Quantitative real-time PCR of creA gene that was differentially expressed in A. niger CICC2462 and amyR12 strains grown on fermentation medium

amyR has been studied in detail in several Aspergillus species in relation to amylolytic enzyme genes. The enzyme activity, SDS–PAGE and -omics analyses performed in our study provide clear indications for a key regulation role of amyR, because we observed strongly decreased levels of glucoamylase, amylase and glucosidase in our amyR-deletion strain compared with the wild type strain. We observed a reduction in protease secretion, possibly because the production of highly secreted proteins (glucoamylase, amylase and glucosidase) in amyR12 was decreased to a very low level. Considering the morphology, the amyR12 strain without growth inhibition compared to the wild type strain, and the dry weight of the amyR12 strain increased higher growth rate than the wild type. This result may be due to the reduced of highly expressed proteins in the liquid fermentation medium, thus nutrients are essentially used for mycelium growth.

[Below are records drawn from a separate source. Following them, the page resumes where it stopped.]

PR #3468, opened 2020-10-22
Add previous value to update event

### LINKED ISSUE #3467: VARIABLE_UPDATED event should contain previous value
VariableEvent of VARIABLE_UPDATED should contain along the current value the previous value too

zoltanpalfi:
Add previous value to update event, tests, minor cleanup

closes #3467

### DIFF
--- a/activiti-core/activiti-api-impl/activiti-api-model-shared-impl/src/main/java/org/activiti/api/runtime/event/impl/VariableCreatedEventImpl.java
+++ b/activiti-core/activiti-api-impl/activiti-api-model-shared-impl/src/main/java/org/activiti/api/runtime/event/impl/VariableCreatedEventImpl.java
@@ -26,10 +26,16 @@ public class VariableCreatedEventImpl extends VariableEventImpl implements Varia
 
     public VariableCreatedEventImpl(VariableInstance entity) {
         super(entity);
+        setProcessInstanceId(entity.getProcessInstanceId());
     }
 
     @Override
     public VariableEvent.VariableEvents getEventType() {
         return VariableEvent.VariableEvents.VARIABLE_CREATED;
+    }
+
+    @Override
+    public String getProcessInstanceId() {
+        return super.getProcessInstanceId();
     }
 }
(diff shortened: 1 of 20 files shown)


activiti-core/activiti-api-impl/activiti-api-model-shared-impl/src/main/java/org/activiti/api/runtime/event/impl/VariableCreatedEventImpl.java
```diff
@@ -26,10 +26,16 @@ public VariableCreatedEventImpl() {
...
+        setProcessInstanceId(entity.getProcessInstanceId());
     }
 
     @Override
     public VariableEvent.VariableEvents getEventType() {
         return VariableEvent.VariableEvents.VARIABLE_CREATED;
     }
+
+    @Override
+    public String getProcessInstanceId() {
```
erdemedeiros: I guess we don't need this as it's only calling `super`, right?

activiti-core/activiti-api-impl/activiti-api-runtime-shared-impl/src/test/java/org/activiti/runtime/api/event/impl/ToVariableDeletedConverterTest.java
```diff
@@ -0,0 +1,60 @@
...
+import org.activiti.engine.impl.variable.VariableType;
+import org.junit.jupiter.api.Test;
+
+class ToVariableDeletedConverterTest {
+
+    private ToVariableDeletedConverter converter = new ToVariableDeletedConverter();
+
+    @Test
+    void should_convertToVariableDeletedEvent() {
+        ActivitiVariableEventImpl internalEvent = new ActivitiVariableEventImpl(ActivitiEventType.VARIABLE_CREATED);
```
erdemedeiros: I guess this should be `ActivitiEventType.VARIABLE_DELETED`.

erdemedeiros (changes requested):
Hi @zoltanpalfi, the general approach LGTM. There are two small details to be updated and I think it would be better to add an integration test covering the change in as well. Maybe [here](https://github.com/Activiti/Activiti/blob/develop/activiti-core/activiti-spring-boot-starter/src/test/java/org/activiti/spring/boot/process/ProcessRuntimeEventsIT.java). My impression is that we don't have any IT covering variable update yet. You can start an instance of any process having a user task then update a variable and check the triggered event. You can use [LocalEventSource](https://github.com/Activiti/Activiti/blob/develop/activiti-core-common/activiti-core-test/activiti-core-test-local-runtime/src/main/java/org/activiti/test/LocalEventSource.java) to get the events. 

BTW, thank you for the new tests you added for the converters!

erdemedeiros (approved):
LGTM! Thanks for the clean up in the tests!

Furthermore, promoter is a crucial element for controlling protein production and can largely regulate gene expression at the transcriptional level. The commonly used PglaA and PamyA promoters reduced their function in the ∆amyR strain. In general, homologous strong promoters appear to result in higher expression yields compared with heterologous promoters [31, 35]. As such, we need to determine the strong promoters in the ∆amyR strain. We primarily chose genes with a FPKM that was relatively high from the ∆amyR transcriptome data (see Table 8). The design and functional verification of promoters are a future line of research.

Table 8

Transcriptional levels of some genes in the ∆amyR strain

Gene ID	FPKM	FDR	Description
An18g04840	6672.67	0	Elongation factor 1-alpha
An14g07060	6607.56	2.19E−07	Nitroreductase family protein
An03g06410	6318.12	0	C-4 methylsterol oxidase
An04g06510	5952.65	5.22E−121	Polyubiquitin
An08g04880	5706.63	0	Hypoxia induced family protein
An18g04220	5123.75	0	ADP/ATP carrier protein
An18g06650	5094.63	5.13E−87	Heat shock protein

Conclusion

In this study, the regulatory effect of amyR on amylolytic enzymes in the expression system is apparent; specifically, the transcription and translation levels of glucoamylase and amylase were obviously decreased in the expression system. We now have a host strain with a low background of protein secretion and without growth inhibition, our work lays a foundation for continued improvements this expression system.